Red teaming has always been a legitimate academic thing? I don’t know what background you’re coming from but… you’re very far off.

But yes, the event organizers will be writing a paper about it and publishing the data (after it’s been anonymized).

Replies from: VojtaKovarik, VojtaKovarik
comment by VojtaKovarik · 2023-05-09T18:33:39.508Z · LW(p) · GW(p)

But yes, the event organizers will be writing a paper about it and publishing the data (after it’s been anonymized).

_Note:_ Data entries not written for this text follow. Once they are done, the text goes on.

PR #8104, opened 2020-04-09
Cache contents of included file read into memory

ashmaroli:
## Summary

Cache contents of included file read into memory.

This could result in some nice improvements in memory usage in sites:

I imagine this would primarily be a report from the competition? What I was thinking about was more about how this sort of assessment should be done in general, what are the similarities and differences between cybersecurity, and how to squeeze more utility out of it. For example, a (naive version of) one low-hanging fruit is to withhold 10% of the obtained data (from the AI companies, then test those jailbreak strategies later). This would give us some insight into whether the current "alignment" methods generalise, or whether we are closer to playing whack-a-mole. Similarly to how we use test data in ML.

There are many more considerations, and many more things you can do. And I don't claim to have all the answers, nor to be the optimal person to be writing about them. Just that it would be good if somebody was doing that (and wondering whether that is happening :-) ).

comment by VojtaKovarik · 2023-05-09T18:15:56.731Z · LW(p) · GW(p)

Red teaming has always been a legitimate academic thing? I don’t know what background you’re coming from but… you’re very far off.

Theoretical CS/AI/game theory, rather than cybersecurity. Given the lack of cybersec background, I acknowledge I might be very far off.

To me, it seems that the perception in cybersecurity might be different from the perception outside of it. Also, red teaming in the context of AI models might have important differences from cybersecurity context. Also, red teaming by public seems, to me, different from internal red-teaming or bounties. (Though this might be one of the things where I am far off.)